Wednesday, December 13, 2006

The Community Action Program

The reconstruction effort in Iraq have thus far been predominantly unsuccessful in revitalizing the county or stemming the conflict in Iraq. We have all heard the stories of corruption, waste mismanagement, etc. There are however several groups involved in reconstructing Iraq that achieve success on a daily basis, but due to security concerns cannot publicize these successes.

Most of these organizations are part of the Community Action Program (CAP) funded by USAID. These organizations are on the ground in Iraq supporting community organized and implemented programs that make a notable difference in the respective communities.

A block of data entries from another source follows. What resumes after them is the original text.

PR #2901, opened 2024-01-22
Expose system connection authentication in external packs info

kelsey-codaio:
Expose system connection authentication in external packs info

### DIFF
--- a/CHANGELOG.md
+++ b/CHANGELOG.md
@@ -7,6 +7,7 @@ This changelog keeps track of all changes to the Packs SDK. We follow convention
 ### Added
 
 - `coda execute` now allows for executing metadata formulas and sync updates.
+- Add `systemConnectionAuthentication` to `ExternalPackVersionMetadata`.
 
 ### Changed
 
--- a/CHANGELOG.md
+++ b/CHANGELOG.md
@@ -7,7 +7,6 @@ This changelog keeps track of all changes to the Packs SDK. We follow convention
 ### Added
 
 - `coda execute` now allows for executing metadata formulas and sync updates.
-- Add `systemConnectionAuthentication` to `ExternalPackVersionMetadata`.
 
 ### Changed
 
--- a/compiled_types.ts
+++ b/compiled_types.ts
@@ -144,7 +144,7 @@ export type ExternalSyncTable = PackSyncTable;
 
 type BasePackVersionMetadata = Omit<
   PackVersionMetadata,
-  'defaultAuthentication' | 'systemConnectionAuthentication' | 'formulas' | 'formats' | 'syncTables'
+  'defaultAuthentication' | 'formulas' | 'formats' | 'syncTables'
 >;
 
 // Further stripped-down version of `PackVersionMetadata` that contains only what the browser needs.
--- a/compiled_types.ts
+++ b/compiled_types.ts
@@ -144,7 +144,7 @@ export type ExternalSyncTable = PackSyncTable;
 
 type BasePackVersionMetadata = Omit<
   PackVersionMetadata,
-  'defaultAuthentication' | 'formulas' | 'formats' | 'syncTables'
+  'defaultAuthentication' | 'systemConnectionAuthentication' | 'formulas' | 'formats' | 'syncTables'
 >;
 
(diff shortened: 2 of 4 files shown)


patrick-codaio (approved):
Wow, can't believe that wasn't there before, thanks!

CHANGELOG.md
```diff
@@ -7,6 +7,7 @@ This changelog keeps track of all changes to the Packs SDK. We follow convention
 ### Added
 
 - `coda execute` now allows for executing metadata formulas and sync updates.
+- Add `systemConnectionAuthentication` to `ExternalPackVersionMetadata`.
```
jonathan-codaio, line 10: For internal-only stuff we needn't update the changelog, that's meant for public consumption.

jonathan-codaio (changes requested):
Hmm what are we trying to accomplish here?

First off we can't just pass through systemConnectionAuthentication, this metadata object is meant to be a plain JSON object but the authentication definition has code in it (like getConnectionName), so anything like that needs to be transformed first.

I think the reason this wasn't included before was that end users aren't supposed to know or care about system authentication, so it doesn't need to be in external metadata.  Do end users need to know all the sudden?

kelsey-codaio:
> Hmm what are we trying to accomplish here?
> 
> First off we can't just pass through systemConnectionAuthentication, this metadata object is meant to be a plain JSON object but the authentication definition has code in it (like getConnectionName), so anything like that needs to be transformed first.
> 
> I think the reason this wasn't included before was that end users aren't supposed to know or care about system authentication, so it doesn't need to be in external metadata. Do end users need to know all the sudden?

Yeah, make sense. I was trying to address [this issue](https://staging.coda.io/d/_dL5PQJ5pk51?encodedLocationContext=eyJjb21tZW50VGhyZWFkSWQiOiJyLXE2ZzItSkh6aTYiLCJwYWdlSWQiOiJzZWN0aW9uLW5STVVxVnlRZjgiLCJ0eXBlIjoidGFibGUiLCJvYmplY3RJZCI6InRhYmxlLXV1dTFnTDJqcmwiLCJncmlkSWQiOiJncmlkLUUweXpvR1E0M1UiLCJyb3dJZCI6ImktN1dCQjZJVFYwViIsInZpZXdNb2RlIjoiZnVsbCJ9), which required knowing whether or not a pack was using system authentication from `syncTableGrid`. Thoughts on how else we could accomplish this? @jonathan-codaio

jonathan-codaio:
Hmm can we condition editability on

```typescript
pack.authentication &&
pack.authentication.type != ExternalPackAuthenticationType &&
syncFormula.connectionRequirement &&
syncFormula.connectionRequirement != ConnectionRequirement.None
```

I'm not sure that we need to know about system auth here. If `pack.authentication` is blank or None, it means there is no authentication that the end user needs to care about, so any connectionRequirement is either erroneous or an implementation detail and we can just ignore.

kelsey-codaio:
> Hmm can we condition editability on
> 
> ```ts
> pack.authentication &&
> pack.authentication.type != ExternalPackAuthenticationType.None &&
> syncFormula.connectionRequirement &&
> syncFormula.connectionRequirement != ConnectionRequirement.None
> ```
> 
> I'm not sure that we need to know about system auth here. If `pack.authentication` is blank or None, it means there is no authentication that the end user needs to care about, so any connectionRequirement is either erroneous or an implementation detail and we can just ignore.

The problem we were running into was that [Eric Koleda said](https://staging.coda.io/d/_dL5PQJ5pk51?encodedLocationContext=eyJjb21tZW50VGhyZWFkSWQiOiJyLXE2ZzItSkh6aTYiLCJwYWdlSWQiOiJzZWN0aW9uLW5STVVxVnlRZjgiLCJ0eXBlIjoidGFibGUiLCJvYmplY3RJZCI6InRhYmxlLXV1dTFnTDJqcmwiLCJncmlkSWQiOiJncmlkLUUweXpvR1E0M1UiLCJyb3dJZCI6ImktN1dCQjZJVFYwViIsInZpZXdNb2RlIjoiZnVsbCJ9) it should work even if the user doesn't explicitly set `connectionRequirement`. (Right now, `syncTableGrid.connectionRequirement` is undefined when using the example pack code snippet in the bug.) @jonathan-codaio

PR #2902, opened 2024-01-22
Remove guidance against `id` properties

ekoleda-codaio:
Previously the documentation advised against naming schema properties `id` since they would conflict with a hidden sync table column with the same. With the recent updates to the sync table infrastructure this is no longer the case, so the recommendation no longer makes sense.

This PR removed the best practice and updates sample code and snippets to use `id` properties. It also fixes a small bug with the sync table snippet.


ekoleda-codaio:
Assigning to on-call: @gary-codaio

gary-codaio (approved):

PR #2914, opened 2024-02-29
Incremental SDK type changes

patrick-codaio:


test/typedoc_coverage_test.ts
```diff
@@ -88,6 +88,9 @@ function hasComment(data: ReflectionData): boolean {
 }
 
 function messageForEntity(data: ReflectionData): string {
+  if (!data.kindString) {
+    throw new Error(`No kindString for ${data.name}, did you forget to add /** ... */ comments?`);
```
patrick-codaio, line 92: Drive by improvement:

Before:
Screenshot 2024-02-29 at 9 55 55 AM
After:
Screenshot 2024-02-29 at 9 55 47 AM

api.ts
```diff
@@ -957,15 +959,87 @@ export function isSyncPackFormula(fn: BaseFormula<ParamDefs, any>): fn is Generi
...
+  SchemaT extends ObjectSchemaDefinition<K, L>,
+> extends BaseSyncFormulaResult<K, L, SchemaT> {
+  /**
+   * Once there is no additional continuation returned from a pack sync formula, this may be returned instead, to give
+   * metadata about the entirety of the sync execution.
+   *
+   * TODO(patrick): Unhide this
+   * @hidden
+   */
+  syncExecutionCompletionMetadata?: Omit<
```
jonathan-codaio, line 1005: Nit, I would probably give this type a name. It'll eventually show up in documentation too and it'll be clearer to be a named thing.

api.ts
```diff
@@ -2184,13 +2258,30 @@ export function makeSyncTable<
...
+    }
     return {
-      result: responseHandler({body: result || [], status: 200, headers: {}}, appliedSchema),
-      continuation,
-    } as SyncFormulaResult<K, L, SchemaT>;
+      result,
+      syncExecutionCompletionMetadata: {
+        // It's ok if this is empty
+        ...syncResult.syncExecutionCompletionMetadata,
+        syncExecutionCompletionMetadataVersion: CurrentSyncExecutionCompletionMetadataVersion,
```
jonathan-codaio, line 2282: I guess maybe this is ok, I guess I had only been thinking about persisting the completion data on the `coda` side and wanting those payloads to be versioned, as an implementation detail. Versioning the SDK output might be useful but feels maybe orthogonal?

dweitzman-codaio: Seems like CurrentSyncExecutionCompletionMetadataVersion in the metadata is kind of implied by the SDK version

Do we expect them to diverge and be able to change independently?

api_types.ts
```diff
@@ -704,12 +704,18 @@ export interface Sync {
    * value returned in the `continuation` property of result of the prior sync.
    */
   continuation?: Continuation;
+
+  // TODO(patrick): Unhide this
+  /** @hidden */
+  prevSyncContinuation?: Continuation;
```
dweitzman-codaio, line 710: The name `prevSyncContinuation` doesn't feel that distinct from `continuation`

I wonder if it's worth doing a quick naming brainstorm & voting exercise in a doc? Personally I might lean toward a name more like `incrementalSyncBase` to clearly distinguish it from non-incremental sync.

dweitzman-codaio (commented):
The type stuff makes sense to me. Had some questions about versioning and naming

api.ts
patrick-codaio: I'll just delete all this stuff. Y'all are right, the versioning can all be done on the Coda side.

api_types.ts
patrick-codaio: Ah you're right, I'll make a doc.

api.ts
```diff
@@ -958,14 +959,26 @@ export function isSyncPackFormula(fn: BaseFormula<ParamDefs, any>): fn is Generi
...
+  /**
+   * Once there is no additional continuation returned from a pack sync formula, this may be returned instead, to give
+   * metadata about the entirety of the sync execution.
+   *
+   * This is ignored if there is also a {@link continuation} on this object.
+   *
+   * TODO(patrick): Unhide this
+   * @hidden
+   */
+  syncExecutionCompletionMetadata?: SyncExecutionCompletionMetadata;
```
ekoleda-codaio, line 981: Nitpick: The key name seems overly verbose. Would `metadata` suffice? Or perhaps `completion`?

patrick-codaio: I like how `completion` matches `continuation`, I'll use that.

ebo-codaio (approved):
Overall looks good

api_types.ts
patrick-codaio: NARRATOR: He did not make a doc

ebo-codaio (approved):

dweitzman-codaio (approved):

api.ts
```diff
@@ -2333,13 +2346,32 @@ export function makeSyncTable<
...
     const appliedSchema = context.sync.schema;
+    const result = responseHandler({body: syncResult.result || [], status: 200, headers: {}}, appliedSchema) as Array<
+      ObjectSchemaDefinitionType<K, L, SchemaT>
+    >;
+    const {continuation, completion: syncExecutionCompletionMetadata} = syncResult;
+
+    if (continuation) {
+      if (syncExecutionCompletionMetadata) {
+        // eslint-disable-next-line no-console
+        console.warn('Ignoring syncExecutionCompletionMetadata because there is also a continuation.');
```
jonathan-codaio, line 2363: I get a bit nervous about doing this kind of thing in the SDK because it gets bundled with the pack and we don't have any control over stopping it if we don't like it. Probably better to do this on the `coda` side if we even care to log it.

patrick-codaio: Ok I'll do a followup PR

patrick-codaio: https://github.com/coda/packs-sdk/pull/2970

CAP organizations contract all work directly to Iraqi firms, thus offering the thousands of employed Iraqi youth an alternative to militias and criminal syndicates. They provide Iraqis with the opportunity to have a say in their own future by identifying their own needs and developing programs that will address them.

Because the specific work these organizations do cannot be publicized, it is not unusual for them to simply be lumped in with all the other reconstruction organizations such as Halliburton and Parsons. Nothing could be further from the truth. CAP programs are run quite efficiently and have a high rate of success. For example while the Halliburtons of Iraq spend up to 50% of their budget on security, CAP organizations spend only a negligible amount for the simple reason that there do not have to fear attacks from the community. The communities are the ones who devise and implement the development plans and so they are very much in support of the CAP programs. Bruce Parmelee, the Middle East Director of CHF International who has spent the last 4 years working with CAP, explains:
"Before we could do anything, the community would have to agree. I would tell them, 'It's for your community. You're the Iraqis. You can pave the way for this to happen.' And they did that. It was never a case of some American saying, 'This is what you need in your country.' People won't attack projects that they feel ownership of."
Also, according to the US government's own auditors the CAP programs have a success rate of 98%. Thus far the CAP program has helped:

* build/repair 830 schools;
* repair 337 roads;
* complete 325 water resource projects;
* launch 298 health-related initiatives; and
* improve 292 electric utility centers.

Yet despite being among one of the only things going right in Iraq today, CAP organizations must constantly fight with the administration for funding. In January, Bush will again ask for supplemental funds, but it is still unclear what funding CAP will receive if any. I do know that EPIC and many other Iraq-minded NGO's will be fighting to include substantial funding for CAP.